Loss from training a simple autoencoder

I am trying to train an autoencoder for a simple reconstruction task.
The aim of my AE is just to learn the raw input data as much as it can. That’s it.

class Encoder_layer(nn.Module):
    def __init__(self, dropout: float = 0.2, sws: int, embedding_dim:int):
        # assert int(sws/16) > embedding_dim
        self.sws = sws
        self.encoder_layer = nn.Sequential(
                                nn.Linear(sws, int(sws/4)),
                                nn.Linear(int(sws/4), int(sws/16)),
                                nn.Linear(int(sws/16), embedding_dim)
    def forward(self, x: Tensor):
        assert x.size(1) == self.sws
        return self.encoder_layer(x)
class Decoder_layer(nn.Module):
    def __init__(self, dropout: float = 0.2, sws: int, embedding_dim:int):
        self.embedding_dim = embedding_dim
        self.decoder_layer = nn.Sequential(
                                nn.Linear(embedding_dim, int(sws/16)),
                                nn.Linear(int(sws/16), int(sws/4)),
                                nn.Linear(int(sws/4), sws)
    def forward(self, x: Tensor):
        assert x.size(1) == self.embedding_dim
        return self.decoder_layer(x)        
class Autoencoder_layer(nn.Module):
    def __init__(self,encoder, decoder):
        super(Autoencoder_layer, self).__init__()
        self.encoder = encoder
        self.decoder = decoder 
    def forward(self, x: Tensor, embedding_ = False):
        if embedding_ is not True:
            return self.decoder(self.encoder(x))
            return self.encoder(x)

AE_model = Autoencoder_layer(Encoder_layer(sws = 512, embedding_dim = 2), Decoder_layer(sws = 512, embedding_dim = 2))
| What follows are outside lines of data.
Issue #255, opened 2024-07-24
Rethink names matchDomains / excludedDomains


tfpauly:
match - exclude
matched - excluded
etc.

tfpauly:
Closed by #264

PR #264, opened 2024-10-18
Clarify that exclusions can be specified without any match domains

### LINKED ISSUE #254: Clarify that exclusions can be specified without any match domains
For cases where you want to include everything by default, except one name, we can just have excluded domains

ddragana:
Change excludedDomains into excludeDomains to match matchDomains.

This should resolve #254 and #255 .

### DIFF
--- a/draft-ietf-intarea-proxy-config.md
+++ b/draft-ietf-intarea-proxy-config.md
@@ -249,15 +249,15 @@ array that are used for split-DNS configuration.
 | JSON Key | Optional | Description | Type | Example |
 | --- | --- | --- | --- | --- |
 | matchDomains | Yes | An array of DNS zones or subdomains that can be accessed over this proxy | Array of Strings | [ "example.com" ] |
-| excludeDomains | Yes | An array of DNS zones or subdomains that cannot be accessed over this proxy. If matchDomains is specfied excludeDomains should be more specific domains of entries in the matchDomains array | Array of Strings | [ "public.example.com" ] |
+| excludeDomains | Yes | An array of DNS zones or subdomains that cannot be accessed over this proxy. If matchDomains is specfied, excludeDomains should list more specific domains within entries in the matchDomains array | Array of Strings | [ "public.example.com" ] |
 
 When present in a PvD Additional Information dictionary that is retrieved for a proxy
 as described in {{proxy-pvd}}, domains in the `matchDomains` array indicate specific zones
 that are accessible using the proxy. If a hostname is not included in the enumerated
 zones, then a client SHOULD assume that the hostname will not be accessible through the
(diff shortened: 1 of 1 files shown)


draft-ietf-intarea-proxy-config.md
```diff
@@ -249,14 +249,16 @@ array that are used for split-DNS configuration.
 | JSON Key | Optional | Description | Type | Example |
 | --- | --- | --- | --- | --- |
 | matchDomains | Yes | An array of DNS zones or subdomains that can be accessed over this proxy | Array of Strings | [ "example.com" ] |
-| excludedDomains | Yes | An array of DNS zones or subdomains that cannot be accessed over this proxy, which should be more specific domains of entries in the matchDomains array | Array of Strings | [ "public.example.com" ] |
+| excludeDomains | Yes | An array of DNS zones or subdomains that cannot be accessed over this proxy. If matchDomains is specfied excludeDomains should be more specific domains of entries in the matchDomains array | Array of Strings | [ "public.example.com" ] |
```
tfpauly, line 252:
```suggestion
| excludeDomains | Yes | An array of DNS zones or subdomains that cannot be accessed over this proxy. If matchDomains is specfied, excludeDomains should list more specific domains within entries in the matchDomains array | Array of Strings | [ "public.example.com" ] |
```

draft-ietf-intarea-proxy-config.md
```diff
@@ -249,14 +249,16 @@ array that are used for split-DNS configuration.
...
 
 When present in a PvD Additional Information dictionary that is retrieved for a proxy
 as described in {{proxy-pvd}}, domains in the `matchDomains` array indicate specific zones
 that are accessible using the proxy. If a hostname is not included in the enumerated
 zones, then a client SHOULD assume that the hostname will not be accessible through the
-proxy. If a hostname is included in the `excludedDomains` array, then the client SHOULD NOT
-access it through the proxy.
+proxy. If a hostname is included in the `excludeDomains` array, then the client SHOULD NOT
+access it through the proxy. The excludeDomains parameter can be present even if matchDomains
```
tfpauly, line 259:
```suggestion
access it through the proxy. The `excludeDomains` parameter can be present even if `matchDomains`
```

draft-ietf-intarea-proxy-config.md
```diff
@@ -249,14 +249,16 @@ array that are used for split-DNS configuration.
...
+is omitted. That means the client should assume that all domains except the domains
```
tfpauly, line 260:
```suggestion
is omitted. When this is the case, the client assumes that all domains except the domains
```

tfpauly (approved):

PR #269, opened 2024-12-01
Port matching rework

yaroslavros:
As discussed at IETF121 I merged matchPorts into other matching criteria. Adjusted examples and wording accordingly.

### DIFF
--- a/draft-ietf-intarea-proxy-config.md
+++ b/draft-ietf-intarea-proxy-config.md
@@ -265,46 +265,46 @@ be empty and MUST contain at least one valid key. Each provided key MUST corresp
 | ports | An array of TCP and UDP port ranges | Array of Strings | ["80", "443", "1024-65535"] |
 
 When present in a PvD Additional Information dictionary that is retrieved for a proxy
-as described in {{proxy-pvd}}, entries in the `domains` array of `match` object indicate
+as described in {{proxy-pvd}}, entries in the `domains` array of a `match` object indicate
 specific FQDNs and zones that are accessible using the proxy. If a hostname does not match any entry,
 then a client SHOULD assume that the hostname will not be accessible through the proxy.
-If a hostname is included in the `domains` array of `exclude` object, then the client SHOULD NOT
-access it through the proxy. The `domains` array can be present in `exclude` object even if `domains`
-is omitted from `match` object or `match` key is not present in the `proxies` array subdictionary.
+If a hostname is included in the `domains` array of an `exclude` object, then the client SHOULD NOT
+access it through the proxy. The `domains` array can be present in an `exclude` object even if `domains`
+is omitted from all `match` objects or `match` key is not present in the `proxies` array subdictionary.
 When this is the case, the client assumes that all domains except the domains
-listed in the `domains` from `exclude` object are accessible through the proxy. If `domains` arrays are
-specified in both `match` and `exclude` objects, the `domains` array from `exclude` object SHOULD
-list more specific domains within entries in the `domains` array from `match` object.
+listed in the `domains` from `exclude` objects are accessible through the proxy. If `domains` arrays are
+specified in `match` and `exclude` objects, `domains` arrays from `exclude` objects SHOULD
+list more specific domains within entries in `domains` arrays from `match` objects.
 
 A wildcard prefix (`*.`) is used to indicate matching entire domains or subdomains instead of specific hostnames. Note
 that this can be used to match multiple levels of subdomains. For example "*.example.com"
 matches "internal.example.com" as well as "www.public.example.com".
 Entries that include the wildcard prefix also SHOULD be treated as if they match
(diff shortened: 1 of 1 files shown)


draft-ietf-intarea-proxy-config.md
```diff
@@ -252,11 +252,10 @@ array that are used to signal information about destinations available through t
...
+| excludeDomains | Yes | An array of FQDNs and wildcard DNS domains (optionally with port specifications) that cannot be accessed over this proxy. If matchDomains is specified, excludeDomains should list more specific domains within entries in the matchDomains array | Array of Strings | [ "public.example.com:80" ] |
+| matchSubnets | Yes | An array of IP addresses and subnets (optionally with port specifications) accessible over this proxy | Array of Strings | [ "[2001:DB8::1]:443,1024-65535", "192.168.1.0/24" ] |
+| excludeSubnets | Yes | An array of IP addresses and subnets (optionally with port specifications) that cannot be accessed over this proxy. If matchSubnets is specified, excludeDomains should list more specific subnets within entries in the matchSubnets array | Array of Strings | [ "192.0.2.0/16:80", "192.51.100.1:1024-2048" ] |
 
 When present in a PvD Additional Information dictionary that is retrieved for a proxy
 as described in {{proxy-pvd}}, entries in the `matchDomains` array indicate specific FQDNs
```
ddragana, line 261: I think we need to define "optionally with port specification" before this.

Also FQDNs is not completely correct, because it can have a port specification. Probably we need to define matching algorithm, with and without port specification first.

draft-ietf-intarea-proxy-config.md
```diff
@@ -252,11 +252,10 @@ array that are used to signal information about destinations available through t
...
-| excludeDomains | Yes | An array of FQDNs and wildcard DNS domains that cannot be accessed over this proxy. If matchDomains is specified, excludeDomains should list more specific domains within entries in the matchDomains array | Array of Strings | [ "public.example.com" ] |
-| matchSubnets | Yes | An array of IP addresses and subnets that can be accessed over this proxy | Array of Strings | [ "2001:DB8::1", "192.168.1.0/24" ] |
-| excludeSubnets | Yes | An array of IP addresses and subnets that cannot be accessed over this proxy. If matchSubnets is specified, excludeDomains should list more specific subnets within entries in the matchSubnets array | Array of Strings | [ "192.0.2.0/16", "192.51.100.1" ] |
-| matchPorts | Yes | An array of TCP or UDP port ranges accessible over this proxy | Array of Strings | [ "80", "443", "1024-65535" ] |
+| matchDomains | Yes | An array of FQDNs and wildcard DNS domains (optionally with port specifications) accessible over this proxy | Array of Strings | [ "www.example.com:80,443", "*.internal.example.com" ] |
```
ddragana, line 255: > "www.example.com:80,443"

I am not sure about the syntax.

What do you thing to change to array of pairs, e.g:
[["www.example.com", "80,443"], ["public.example.com"]]

yaroslavros: Frankly I'm a bit torn. Proprietary steering configurations that I worked with previously always used a simple string with an optional colon to separate ports section. Also mandating nested lists for those who don't need ports feels like an over-engineering and likely to be error-prone. On another hand structure is almost always a good thing.

ddragana: I was look from perspective of parsing. More structure is easier to parse.

yaroslavros: List of lists with one or two elements seem quite ugly and unintuitive to me.
How about merging matchDomains and matchSubnets into a single "match" list made of dictionaries? Each dictionary may have a destination key matching criteria, which could be "ipv4", "ipv6" or "domain" and optionally "ports". IP address matching would cover specific addresses as well as subnets.
Similar logic could apply to "exclude".

ddragana: You are right that list of lists are not great.

I like your proposal.

yaroslavros: Thank you, @ddragana

@tfpauly do you agree with the proposed format?

draft-ietf-intarea-proxy-config.md
yaroslavros: I have updated description the text in description column and changed "(optionally with port specifications)" to "May include port specification" at the end of each description.
Port specification is defined under the table after all the keys.

What do you think?

yaroslavros:
@ddragana, I updated the PR to reflect our previous discussion on object based formatting for matching and exclusion criteria. Please review. Thank you!

yaroslavros:
I just realised that the new format takes us back to the problem that this PR was designed to solve in the first place!
Making one more change...

yaroslavros:
Another correction to clarify the possibility of multiple match and exclude objects. Also fixed the example.

tfpauly (approved):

I am applying MSE for loss function and Adam for optimization function in a typical training framework.
The learning rate starts from around 1.3e^-3 and decreases gradually.

And here is some description (also picture below) about data the model tries to learn for reconstruction (red) and resulting reconstruction (blue). The training dataset has size of (9856 x 512); in other words 9856 samples with 512 points in each sample. The plot is from flattened dataset and reconstruction result.

This was with batch size of 32 and epochs of 120 with early stopping applied, so the actual training epochs taken were 50. This resulted in loss of around 0.0557. As shown in the plot, the model obviously did not learn well. Also, I tried to test it in many different ways such with different batch size, network complexity (deeper network), input size, optimization parameters, activation functions, another variant (variational AE), absolute input (as one in the plot), etc. Noted that when absolute input was applied, the best loss (0.0557) was achieved. If I use non-absolute input then, the best loss gives around 0.14.

I think I need to get the loss at least down to around 0.002 or 0.003 to see some result. This estimation was obtained from my previous test using another network (Transformer encoder) from which the reconstruction result was very satisfactory. FYI, the complexity of the Transformer encoder was around 1M whereas the AE has the learnable parameters of 140,292. The Transformer encoder takes in 32 sequences with 256 vectors embedded from 80 points in each sequence.

I am guessing how the training is done is okay, but the problem seems to be in either in the network or the way I apply the data to the model. So, regarding why my AE fails to reconstruct the original data, my questions are

  1. Is this because the AE has low complexity (as in the small number of parameters), so the its optima is just loss of around 0.0557?

  2. What else can I try to improve the loss apart from the mentioned ones?

  3. Would applying so-called stacked autoencoder (or any other variants) ever improve it?

  4. Any mistake do you see it from the set-up or the model?

and here is one more question on another note.

  1. I intentionally did not apply normalization (min-max or z-norm) to input data because this is not applicable for my task. But, I am wondering how you guys deal with the training datasets being shifted (in terms of mean) significantly from each other when applying min-max norm due to outliers?

Please feel free to leave any comments. I am new to this forum. If I am not providing sufficient information please let me know.